# BRIEF:
The word "email" marks the lines to find; copy every such line from the data below.

------ SUPPLIED INFORMATION

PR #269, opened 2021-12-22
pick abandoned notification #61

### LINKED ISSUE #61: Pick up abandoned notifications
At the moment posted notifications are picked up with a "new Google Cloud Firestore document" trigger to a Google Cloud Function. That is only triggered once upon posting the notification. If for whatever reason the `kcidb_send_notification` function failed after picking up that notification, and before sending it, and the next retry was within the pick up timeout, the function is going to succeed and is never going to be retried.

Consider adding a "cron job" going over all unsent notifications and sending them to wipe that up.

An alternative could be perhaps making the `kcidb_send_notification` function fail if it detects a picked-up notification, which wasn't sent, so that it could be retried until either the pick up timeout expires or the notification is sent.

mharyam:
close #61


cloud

------------
------ SUPPLIED INFORMATION

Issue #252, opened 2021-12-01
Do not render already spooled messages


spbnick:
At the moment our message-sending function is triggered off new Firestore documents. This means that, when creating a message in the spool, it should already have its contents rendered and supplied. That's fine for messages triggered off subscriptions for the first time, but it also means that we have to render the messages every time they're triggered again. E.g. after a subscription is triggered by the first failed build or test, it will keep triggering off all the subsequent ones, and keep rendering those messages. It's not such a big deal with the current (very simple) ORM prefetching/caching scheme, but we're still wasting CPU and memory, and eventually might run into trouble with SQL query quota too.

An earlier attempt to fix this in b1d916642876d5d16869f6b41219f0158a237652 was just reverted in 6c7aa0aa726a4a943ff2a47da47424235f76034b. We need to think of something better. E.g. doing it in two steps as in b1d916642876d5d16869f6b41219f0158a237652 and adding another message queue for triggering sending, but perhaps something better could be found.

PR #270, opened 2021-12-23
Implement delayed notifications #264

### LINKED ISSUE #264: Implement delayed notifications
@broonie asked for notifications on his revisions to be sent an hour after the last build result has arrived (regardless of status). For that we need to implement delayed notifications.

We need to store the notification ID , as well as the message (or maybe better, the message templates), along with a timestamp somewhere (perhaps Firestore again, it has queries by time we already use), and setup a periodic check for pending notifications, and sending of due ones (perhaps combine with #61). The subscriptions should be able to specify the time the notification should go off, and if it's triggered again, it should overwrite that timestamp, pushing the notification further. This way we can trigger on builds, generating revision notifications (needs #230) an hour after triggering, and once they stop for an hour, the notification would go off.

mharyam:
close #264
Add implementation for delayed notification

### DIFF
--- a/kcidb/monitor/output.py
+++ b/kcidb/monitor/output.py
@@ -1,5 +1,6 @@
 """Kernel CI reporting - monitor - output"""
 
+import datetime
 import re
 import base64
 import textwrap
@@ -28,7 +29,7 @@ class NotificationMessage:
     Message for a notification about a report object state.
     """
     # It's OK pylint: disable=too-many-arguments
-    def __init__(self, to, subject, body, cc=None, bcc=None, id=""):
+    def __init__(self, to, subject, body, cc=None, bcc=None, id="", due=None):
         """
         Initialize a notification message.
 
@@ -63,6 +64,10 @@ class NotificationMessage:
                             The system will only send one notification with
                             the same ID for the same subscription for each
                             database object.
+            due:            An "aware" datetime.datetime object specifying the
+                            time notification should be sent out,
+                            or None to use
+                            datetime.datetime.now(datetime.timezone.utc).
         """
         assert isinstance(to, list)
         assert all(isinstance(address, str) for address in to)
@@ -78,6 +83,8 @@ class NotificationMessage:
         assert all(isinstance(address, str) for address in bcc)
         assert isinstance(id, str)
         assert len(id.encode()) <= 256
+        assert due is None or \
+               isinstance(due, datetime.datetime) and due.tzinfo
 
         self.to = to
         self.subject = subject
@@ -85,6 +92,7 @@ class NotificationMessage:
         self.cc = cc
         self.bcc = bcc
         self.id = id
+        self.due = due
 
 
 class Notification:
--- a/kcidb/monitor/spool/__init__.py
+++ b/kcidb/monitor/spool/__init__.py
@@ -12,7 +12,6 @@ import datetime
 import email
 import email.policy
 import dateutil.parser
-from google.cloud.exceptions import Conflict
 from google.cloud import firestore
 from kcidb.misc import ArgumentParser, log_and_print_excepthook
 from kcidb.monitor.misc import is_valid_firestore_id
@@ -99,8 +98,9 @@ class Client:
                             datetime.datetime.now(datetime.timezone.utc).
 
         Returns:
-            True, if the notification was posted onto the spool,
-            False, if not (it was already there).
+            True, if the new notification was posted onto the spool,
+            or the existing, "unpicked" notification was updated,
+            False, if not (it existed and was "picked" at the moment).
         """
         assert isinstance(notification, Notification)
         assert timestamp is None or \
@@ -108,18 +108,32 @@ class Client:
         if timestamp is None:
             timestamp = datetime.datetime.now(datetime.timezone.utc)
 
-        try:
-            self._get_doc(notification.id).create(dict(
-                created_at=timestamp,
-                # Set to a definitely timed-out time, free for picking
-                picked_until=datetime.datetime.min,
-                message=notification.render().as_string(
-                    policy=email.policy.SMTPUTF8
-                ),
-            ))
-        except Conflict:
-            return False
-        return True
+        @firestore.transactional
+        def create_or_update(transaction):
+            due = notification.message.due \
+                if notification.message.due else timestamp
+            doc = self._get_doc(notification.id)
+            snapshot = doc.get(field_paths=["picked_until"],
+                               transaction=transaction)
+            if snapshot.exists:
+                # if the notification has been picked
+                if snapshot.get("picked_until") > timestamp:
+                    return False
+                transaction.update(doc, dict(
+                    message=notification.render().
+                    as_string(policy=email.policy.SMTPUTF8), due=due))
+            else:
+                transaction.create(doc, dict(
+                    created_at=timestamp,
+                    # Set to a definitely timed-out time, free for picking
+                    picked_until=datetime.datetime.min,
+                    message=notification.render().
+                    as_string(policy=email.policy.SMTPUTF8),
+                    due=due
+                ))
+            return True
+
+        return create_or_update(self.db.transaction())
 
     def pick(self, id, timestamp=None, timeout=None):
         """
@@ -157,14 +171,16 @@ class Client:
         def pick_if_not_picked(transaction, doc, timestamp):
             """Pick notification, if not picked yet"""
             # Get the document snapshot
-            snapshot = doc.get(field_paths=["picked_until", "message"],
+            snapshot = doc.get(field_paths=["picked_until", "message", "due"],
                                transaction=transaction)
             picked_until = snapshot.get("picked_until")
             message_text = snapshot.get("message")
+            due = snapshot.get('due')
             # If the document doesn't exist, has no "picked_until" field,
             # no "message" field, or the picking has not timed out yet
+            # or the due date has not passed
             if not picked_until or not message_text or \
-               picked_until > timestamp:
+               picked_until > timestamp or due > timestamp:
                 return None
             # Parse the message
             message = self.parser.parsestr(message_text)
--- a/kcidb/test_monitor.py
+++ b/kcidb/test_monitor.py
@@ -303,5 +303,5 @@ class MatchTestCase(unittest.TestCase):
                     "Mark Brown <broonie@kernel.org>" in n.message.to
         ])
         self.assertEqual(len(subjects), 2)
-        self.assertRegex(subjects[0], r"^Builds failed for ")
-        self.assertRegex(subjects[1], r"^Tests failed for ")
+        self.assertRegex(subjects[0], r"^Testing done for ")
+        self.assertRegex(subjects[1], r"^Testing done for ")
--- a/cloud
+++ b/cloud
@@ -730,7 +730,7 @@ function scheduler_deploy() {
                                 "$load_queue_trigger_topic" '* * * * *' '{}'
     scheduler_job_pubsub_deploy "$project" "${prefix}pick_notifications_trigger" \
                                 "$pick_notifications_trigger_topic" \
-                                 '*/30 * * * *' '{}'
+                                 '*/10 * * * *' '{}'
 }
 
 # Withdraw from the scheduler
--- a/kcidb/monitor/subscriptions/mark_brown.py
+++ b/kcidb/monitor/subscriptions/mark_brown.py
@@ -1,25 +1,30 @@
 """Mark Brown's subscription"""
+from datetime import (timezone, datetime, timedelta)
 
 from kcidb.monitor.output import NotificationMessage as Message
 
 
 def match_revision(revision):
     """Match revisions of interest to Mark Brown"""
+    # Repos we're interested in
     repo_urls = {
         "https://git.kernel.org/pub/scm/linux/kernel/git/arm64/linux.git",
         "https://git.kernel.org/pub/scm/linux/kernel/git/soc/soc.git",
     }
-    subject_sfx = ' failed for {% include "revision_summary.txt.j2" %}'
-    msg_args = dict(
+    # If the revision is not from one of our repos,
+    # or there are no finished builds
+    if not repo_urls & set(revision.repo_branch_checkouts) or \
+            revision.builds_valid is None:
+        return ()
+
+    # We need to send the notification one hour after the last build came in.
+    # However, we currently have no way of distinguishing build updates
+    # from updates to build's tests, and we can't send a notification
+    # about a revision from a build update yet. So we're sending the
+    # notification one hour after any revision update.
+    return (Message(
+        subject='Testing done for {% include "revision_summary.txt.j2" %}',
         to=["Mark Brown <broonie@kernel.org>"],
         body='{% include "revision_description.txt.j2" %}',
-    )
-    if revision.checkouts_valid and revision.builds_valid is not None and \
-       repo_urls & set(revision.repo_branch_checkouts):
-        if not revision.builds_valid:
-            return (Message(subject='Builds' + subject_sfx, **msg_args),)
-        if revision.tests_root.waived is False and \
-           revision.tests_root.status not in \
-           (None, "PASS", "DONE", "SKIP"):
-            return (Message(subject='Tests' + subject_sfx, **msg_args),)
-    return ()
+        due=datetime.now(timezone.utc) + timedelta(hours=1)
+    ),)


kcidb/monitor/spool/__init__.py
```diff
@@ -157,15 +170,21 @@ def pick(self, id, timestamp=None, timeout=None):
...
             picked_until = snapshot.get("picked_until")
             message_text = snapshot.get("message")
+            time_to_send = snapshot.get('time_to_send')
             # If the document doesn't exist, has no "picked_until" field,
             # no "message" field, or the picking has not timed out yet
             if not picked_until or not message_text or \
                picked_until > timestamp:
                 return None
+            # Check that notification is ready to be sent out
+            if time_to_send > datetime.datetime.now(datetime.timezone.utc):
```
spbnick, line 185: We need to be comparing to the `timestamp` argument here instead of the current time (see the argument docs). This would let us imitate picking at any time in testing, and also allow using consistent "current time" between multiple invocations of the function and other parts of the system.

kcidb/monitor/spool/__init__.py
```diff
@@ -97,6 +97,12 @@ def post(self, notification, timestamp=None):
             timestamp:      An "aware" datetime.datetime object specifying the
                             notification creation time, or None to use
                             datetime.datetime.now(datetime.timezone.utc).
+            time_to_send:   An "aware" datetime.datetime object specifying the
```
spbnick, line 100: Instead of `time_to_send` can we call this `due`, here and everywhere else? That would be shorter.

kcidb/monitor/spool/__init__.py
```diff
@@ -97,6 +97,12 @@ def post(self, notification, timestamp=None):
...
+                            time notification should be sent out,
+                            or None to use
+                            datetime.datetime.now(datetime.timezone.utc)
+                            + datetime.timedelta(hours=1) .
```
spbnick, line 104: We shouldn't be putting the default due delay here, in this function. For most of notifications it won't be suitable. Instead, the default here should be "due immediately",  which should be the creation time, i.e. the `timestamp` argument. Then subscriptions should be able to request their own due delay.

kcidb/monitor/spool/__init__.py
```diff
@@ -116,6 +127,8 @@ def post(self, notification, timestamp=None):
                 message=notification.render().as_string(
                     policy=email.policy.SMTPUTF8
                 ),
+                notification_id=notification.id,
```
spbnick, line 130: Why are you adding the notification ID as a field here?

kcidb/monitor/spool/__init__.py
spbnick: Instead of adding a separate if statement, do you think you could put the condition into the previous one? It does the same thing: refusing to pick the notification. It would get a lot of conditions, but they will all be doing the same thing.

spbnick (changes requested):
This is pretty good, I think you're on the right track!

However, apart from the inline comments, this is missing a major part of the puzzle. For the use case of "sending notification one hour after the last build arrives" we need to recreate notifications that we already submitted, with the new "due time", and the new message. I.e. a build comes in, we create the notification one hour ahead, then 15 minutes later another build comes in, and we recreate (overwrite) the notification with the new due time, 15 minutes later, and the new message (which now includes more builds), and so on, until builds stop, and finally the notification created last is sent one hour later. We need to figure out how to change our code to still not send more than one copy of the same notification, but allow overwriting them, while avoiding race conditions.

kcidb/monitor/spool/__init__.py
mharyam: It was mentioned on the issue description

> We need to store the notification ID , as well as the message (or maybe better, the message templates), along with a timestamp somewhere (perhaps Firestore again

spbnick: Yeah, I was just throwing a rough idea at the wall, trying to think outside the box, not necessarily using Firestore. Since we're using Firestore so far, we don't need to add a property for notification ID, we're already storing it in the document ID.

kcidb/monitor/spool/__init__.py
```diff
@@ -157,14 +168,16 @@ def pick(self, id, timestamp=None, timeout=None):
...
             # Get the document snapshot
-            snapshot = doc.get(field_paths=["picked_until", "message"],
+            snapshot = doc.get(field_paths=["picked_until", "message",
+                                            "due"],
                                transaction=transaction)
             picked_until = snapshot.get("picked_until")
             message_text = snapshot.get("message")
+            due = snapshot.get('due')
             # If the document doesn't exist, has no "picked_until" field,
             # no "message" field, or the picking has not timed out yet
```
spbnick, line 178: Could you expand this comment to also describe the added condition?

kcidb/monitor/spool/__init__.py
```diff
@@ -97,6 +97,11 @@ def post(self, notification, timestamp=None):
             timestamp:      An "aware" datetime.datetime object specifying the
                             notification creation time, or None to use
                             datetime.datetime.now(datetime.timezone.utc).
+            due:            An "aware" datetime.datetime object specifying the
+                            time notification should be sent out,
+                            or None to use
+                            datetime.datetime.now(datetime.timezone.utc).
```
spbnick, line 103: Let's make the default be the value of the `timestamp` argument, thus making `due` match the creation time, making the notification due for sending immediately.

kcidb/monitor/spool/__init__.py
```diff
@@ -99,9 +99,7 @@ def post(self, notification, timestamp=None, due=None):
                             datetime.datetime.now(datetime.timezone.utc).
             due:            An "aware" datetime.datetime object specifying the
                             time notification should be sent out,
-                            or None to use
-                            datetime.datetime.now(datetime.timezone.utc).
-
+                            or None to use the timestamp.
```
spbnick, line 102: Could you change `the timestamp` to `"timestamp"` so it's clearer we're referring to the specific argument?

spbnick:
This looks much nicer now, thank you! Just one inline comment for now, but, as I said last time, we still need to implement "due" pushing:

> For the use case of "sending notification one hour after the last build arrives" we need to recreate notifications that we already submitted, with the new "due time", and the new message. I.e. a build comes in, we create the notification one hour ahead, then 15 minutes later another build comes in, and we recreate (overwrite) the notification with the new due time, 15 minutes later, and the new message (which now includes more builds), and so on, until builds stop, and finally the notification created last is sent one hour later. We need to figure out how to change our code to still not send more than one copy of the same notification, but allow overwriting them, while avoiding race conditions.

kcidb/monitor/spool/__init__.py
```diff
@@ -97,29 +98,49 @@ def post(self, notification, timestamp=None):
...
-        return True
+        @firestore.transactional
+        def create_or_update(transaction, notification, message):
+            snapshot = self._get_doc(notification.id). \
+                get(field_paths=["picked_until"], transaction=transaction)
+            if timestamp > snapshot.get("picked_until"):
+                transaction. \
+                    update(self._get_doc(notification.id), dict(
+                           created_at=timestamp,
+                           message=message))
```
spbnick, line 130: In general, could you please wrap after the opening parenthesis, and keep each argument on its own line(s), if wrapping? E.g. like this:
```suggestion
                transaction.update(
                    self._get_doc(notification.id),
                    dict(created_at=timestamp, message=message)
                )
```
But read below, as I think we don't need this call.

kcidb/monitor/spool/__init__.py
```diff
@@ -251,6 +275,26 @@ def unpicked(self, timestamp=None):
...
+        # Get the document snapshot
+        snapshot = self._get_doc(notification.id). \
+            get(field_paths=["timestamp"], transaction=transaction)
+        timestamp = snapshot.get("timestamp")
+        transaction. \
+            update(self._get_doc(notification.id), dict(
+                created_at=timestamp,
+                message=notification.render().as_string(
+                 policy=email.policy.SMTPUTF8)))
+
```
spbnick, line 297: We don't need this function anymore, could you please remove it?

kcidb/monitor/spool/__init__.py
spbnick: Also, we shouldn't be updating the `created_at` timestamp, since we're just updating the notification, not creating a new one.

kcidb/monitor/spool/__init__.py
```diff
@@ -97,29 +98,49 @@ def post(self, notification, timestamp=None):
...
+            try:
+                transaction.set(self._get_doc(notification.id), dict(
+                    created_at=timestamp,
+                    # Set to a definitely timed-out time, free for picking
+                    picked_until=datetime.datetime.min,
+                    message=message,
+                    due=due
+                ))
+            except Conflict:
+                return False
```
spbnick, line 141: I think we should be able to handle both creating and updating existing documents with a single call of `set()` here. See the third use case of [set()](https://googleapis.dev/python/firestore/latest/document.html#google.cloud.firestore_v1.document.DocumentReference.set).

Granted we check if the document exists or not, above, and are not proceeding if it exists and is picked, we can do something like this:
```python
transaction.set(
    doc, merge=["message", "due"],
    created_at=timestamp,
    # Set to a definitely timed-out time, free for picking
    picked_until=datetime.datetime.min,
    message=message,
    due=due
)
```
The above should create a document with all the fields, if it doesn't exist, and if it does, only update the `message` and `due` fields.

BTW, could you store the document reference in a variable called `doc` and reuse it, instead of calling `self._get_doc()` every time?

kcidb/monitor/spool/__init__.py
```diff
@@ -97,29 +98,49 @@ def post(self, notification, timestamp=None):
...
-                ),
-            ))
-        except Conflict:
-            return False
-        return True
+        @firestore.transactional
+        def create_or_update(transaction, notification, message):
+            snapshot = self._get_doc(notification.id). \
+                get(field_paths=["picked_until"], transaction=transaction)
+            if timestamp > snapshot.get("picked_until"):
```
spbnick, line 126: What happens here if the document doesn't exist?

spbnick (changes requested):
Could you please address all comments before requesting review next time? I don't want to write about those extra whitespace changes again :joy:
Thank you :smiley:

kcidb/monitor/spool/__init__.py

------------

# TASK SOLUTION:
 import email
 import email.policy
-                    policy=email.policy.SMTPUTF8
+                    as_string(policy=email.policy.SMTPUTF8), due=due))
+                    as_string(policy=email.policy.SMTPUTF8),
                     policy=email.policy.SMTPUTF8
+                 policy=email.policy.SMTPUTF8)))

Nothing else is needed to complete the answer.